The disclosure failures were compounded by the fact that, around the same time, the Schwab subsidiaries “launched a marketing campaign that included advertising stating that SIP was a no-advisory-fee product, which Respondents viewed as a strong competitive advantage over other robo-advisers, and falsely implying that investing in SIP allowed investors to keep more of their money than other advisory services that charged a fee.”
But because of the disclosure failures in the Form ADV filings and the misleading advertisements, “investors were unable to make a fully informed decision regarding whether the lack of an advisory fee” benefited them, the SEC said.

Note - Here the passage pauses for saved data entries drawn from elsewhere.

PR #393, opened 2020-09-18
News stories without excerpts blow up the news homepage

### LINKED ISSUE #387: News stories without excerpts blow up the news homepage
## Problem
When a news story does not have an excerpt field (filled out in the admin), the news homepage fails to load with a `TypeError`. This is because the method responsible for creating a "short description" is failing when the body content is passed as a fallback because an excerpt is not present. It fails because the method expects a `string` but receives a `StreamValue` instead. 

### Steps to reproduce
In dev:
1. Remove the excerpt for the feature story of the news site by deleting it in the admin and publishing the page.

In a Monday statement, Schwab said that it “has resolved a matter with the SEC regarding certain historic disclosures and advertising related to Schwab Intelligent Portfolios between 2015-2018, and we are pleased to put this behind us. The SEC Order acknowledges that Schwab addressed these matters years ago.”
In entering the settlement, Schwab neither admits nor denies the allegations in the SEC’s order.
“We believe resolving the matter in this way is in the best interests of our clients, company, and stockholders as it allows us to remain focused on helping our clients invest for the future,” Schwab said in the statement. “As always, we are committed to earning our clients’ trust every day and work diligently to maintain the highest standards for professional conduct throughout our organization.”
The SEC ordered Charles Schwab & Co., Charles Schwab Investment Advisory Inc., and Schwab Wealth Investment Advisory Inc. to pay disgorgement, prejudgment interest and a civil penalty totaling approximately $186.5 million as follows: disgorgement of $45.9 million and prejudgment interest of $5.6 million, and a civil money penalty of $135 million.